(Beginning of Data shown)

PR #632, opened 2022-06-23
Release FVM 1.1

arajasek:
Release FVM 1.1, with dual execution support.

### DIFF
--- a/fvm/CHANGELOG.md
+++ b/fvm/CHANGELOG.md
@@ -6,6 +6,10 @@ Changes to the reference FVM implementation.
 
 ...
 
+## 1.1.0 [2022-06-27]
+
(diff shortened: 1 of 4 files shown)


Stebalien (approved):

arajasek:
@Stebalien Can I get a second approval on this? I mostly wanna make sure you are okay releasing a _minor_ version of the FVM for something that is NOT a breaking change. The only reason we are doing that is so that any hotfixes on 1.0.0 don't have to go on top of this (not strictly necessary) change.

Is that an okay thing to do?

Stebalien:
@arajasek that's fine. In general, miner releases _are_ for non-breaking changes.

Stebalien (approved):

PR #1771, opened 2023-05-04
chore: update proofs (v2)

Stebalien:
Update the proofs library for the FVM v2. This will allow us to significantly shrink our binary size.


Stebalien:
I've validated that this syncs mainnet pre-hygge.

(End of Data shown)

Work item
All of the material above needs to be copied exactly.

Response below
PR #632, opened 2022-06-23
Release FVM 1.1

arajasek:
Release FVM 1.1, with dual execution support.

### DIFF
--- a/fvm/CHANGELOG.md
+++ b/fvm/CHANGELOG.md
@@ -6,6 +6,10 @@ Changes to the reference FVM implementation.
 
 ...
 
+## 1.1.0 [2022-06-27]
+
(diff shortened: 1 of 4 files shown)


Stebalien (approved):

arajasek:
@Stebalien Can I get a second approval on this? I mostly wanna make sure you are okay releasing a _minor_ version of the FVM for something that is NOT a breaking change. The only reason we are doing that is so that any hotfixes on 1.0.0 don't have to go on top of this (not strictly necessary) change.

Is that an okay thing to do?

Stebalien:
@arajasek that's fine. In general, miner releases _are_ for non-breaking changes.

Stebalien (approved):

PR #1771, opened 2023-05-04
chore: update proofs (v2)

Stebalien:
Update the proofs library for the FVM v2. This will allow us to significantly shrink our binary size.


Stebalien:
I've validated that this syncs mainnet pre-hygge.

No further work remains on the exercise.